It is NOT necessary. I never use powdered milk or gelatin. I use one cup fresh yogurt to one gallon of milk. I use raw skimmed milk that has been heated to about 150 then cooled to 115 before adding the "culture". 
Having a good "incubator" is really very handy. I happen to use my gas oven, but before I had that it was kind of a pain to keep the temp right for the 8-12 hours.


----------



## highlandview (Feb 15, 2007)

It isn't necessary but when I use powdered milk or gelatin as a thickener I remove two cups of the warm milk into a bowl with a spout mix in the thickener and then pour it back into the incubator through a fine mesh sieve. No lumps - but more dirty dishes!


----------



## Cyngbaeld (May 20, 2004)

I never add anything to thicken the yogurt.
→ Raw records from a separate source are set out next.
PR #659, opened 2022-05-02
Ft 54 duplicate token group 515

MightyDevKnight:


src/app/components/TokenGroupHeading.tsx
```diff
@@ -1,36 +1,125 @@
...
 
+  const handleDuplicate = React.useCallback(() => {
+    const oldName = path.split('.').pop()?.toString() || '';
+    const newPath = path.slice(0, path.length - oldName.length);
+    duplicateGroup({ newPath, oldName });
+    setIsDuplicated(true);
+    setShowRenameTokenGroupField(true);
+  }, [path, duplicateGroup, setShowRenameTokenGroupField]);
+
+  const handleRenameTokenGroupSubmit = React.useCallback((e: React.FormEvent<HTMLFormElement>) => {
```
LiamMartens, line 40: @MightyDevKnight do you have eslint installed? It looks like eslint is complaining quite a bit on this so I suspect you don't

src/app/components/TokenGroupHeading.tsx
```diff
@@ -1,36 +1,125 @@
...
+          </ContextMenuItem>
+          <ContextMenuItem disabled={editProhibited} onSelect={handleRenameTokenGroup}>
+            Rename
+          </ContextMenuItem>
+          <ContextMenuItem disabled={editProhibited} onSelect={handleDuplicate}>
+            Duplicate
+          </ContextMenuItem>
+        </ContextMenuContent>
+      </ContextMenu>
+      <Modal isOpen={showRenameTokenGroupField} close={() => setShowRenameTokenGroupField(false)}>
```
LiamMartens, line 93: Can you just make this a useCallback as well

src/app/components/TokenGroupHeading.tsx
```diff
@@ -1,36 +1,125 @@
...
+        <Stack direction="column" justify="center" gap={4} css={{ textAlign: 'center' }}>
+          <Heading size="small">Rename {tokenGroupMarkedForChange}</Heading>
+          <form onSubmit={handleRenameTokenGroupSubmit}>
+            <Stack direction="column" gap={4}>
+              <Input
+                full
+                value={newTokenGroupName}
+                onChange={(e) => handleNewTokenGroupNameChange(e.target.value)}
```
LiamMartens, line 101: Same with this one

src/app/components/TokenGroupHeading.tsx
```diff
@@ -1,36 +1,125 @@
...
+                type="text"
+                name="tokengroupname"
+                required
+              />
+              <Stack direction="row" gap={4}>
+                <Button variant="secondary" size="large" onClick={() => setShowRenameTokenGroupField(false)}>
```
LiamMartens, line 107: And this one

src/app/components/TokenSetSelector.tsx
```diff
@@ -78,7 +78,9 @@ export default function TokenSetSelector() {
   const handleRenameTokenSet = React.useCallback((tokenSet: string) => {
     track('Renamed token set');
     handleNewTokenSetNameChange(tokenSet);
+    console.log('tokenSet', tokenSet);
```
LiamMartens, line 81: I assume these don't need to be here

src/app/store/models/tokenState.tsx
```diff
@@ -339,43 +332,93 @@ export const tokenState = createModel<RootModel>()({
...
-                value: Object.entries(token.value).reduce<Record<string, string | number>>((a, [k, v]) => {
-                  a[k] = replaceReferences(v.toString(), data.oldName, data.newName);
-                  return a;
-                }, {}),
-              } as SingleToken;
-            }
+    duplicateTokenGroup: (state, data: DuplicateTokenGroupPayload) => {
+      const { parent, path, oldName } = data;
+      const selectedGroup = state.tokens[parent].filter((token) => token.name.startsWith(`${path}${oldName}.`));
+      const _duplicatedGroup = selectedGroup.map((token) => {
```
LiamMartens, line 340: Eslint will complain about _ prefixed variables, if you could just fix the eslint errors that would be  great

src/app/store/models/tokenState.tsx
```diff
@@ -339,43 +332,93 @@ export const tokenState = createModel<RootModel>()({
...
-            if (typeof token.value === 'object') {
-              return {
-                ...token,
-                value: Object.entries(token.value).reduce<Record<string, string | number>>((a, [k, v]) => {
-                  a[k] = replaceReferences(v.toString(), data.oldName, data.newName);
-                  return a;
-                }, {}),
-              } as SingleToken;
-            }
+    duplicateTokenGroup: (state, data: DuplicateTokenGroupPayload) => {
```
LiamMartens, line 337: Something in this PR broke the tokenState type inferrering resulting in `dispatch.tokenState.updateDocument` not being seen as a valid method anylonger; could you just see if you can fix that again?

src/app/store/models/tokenState.tsx
```diff
@@ -339,43 +332,93 @@ export const tokenState = createModel<RootModel>()({
...
 
+      return {
+        ...state,
+        tokens: {
+          ...state.tokens,
+          [parent]: [...state.tokens[parent], ..._duplicatedGroup],
+        },
+      };
+    },
+    renameTokenGroup: (state, data: RenameTokenGroupPayloads) => {
```
LiamMartens, line 357: I would also like to start moving the reducers into their own files so we don't have a massive state file. I already did this for a few of them in `reducers/tokenState`; would be great if we can do that here.

LiamMartens (changes requested):

PR #672, opened 2022-05-04
Ft 54 duplicate token group 515

MightyDevKnight:


six7 (changes requested):
I think when you duplicate you should be able to just press enter to use the new name (as its a new group name?)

I prefer it a bit thinner anyhow. I use my 10 gallon stainless pot on the stove on lowest and that makes it warm enough. I heat the milk first then let it cool to the right temp and add the starter. Yesterday I started with 5 gallons of goat milk and one packet of starter and it was good to eat today. We'll eat some, freeze some, and make yogurt cheese from the rest. I'll use the frozen to start the next several batches.


----------



## Macybaby (Jun 16, 2006)

I use 1% milk and sometimes add powder. I forgot with my last batch and didn't notice a big difference. I make 2 gallons at a time and use my dehydrator to incubate it. That lasts me about a week. 

I recently ordered starter to use and like the results, based on other recomendations (from this forum) I use yogurt from the previous batch a few times, then start new with fresh starter. 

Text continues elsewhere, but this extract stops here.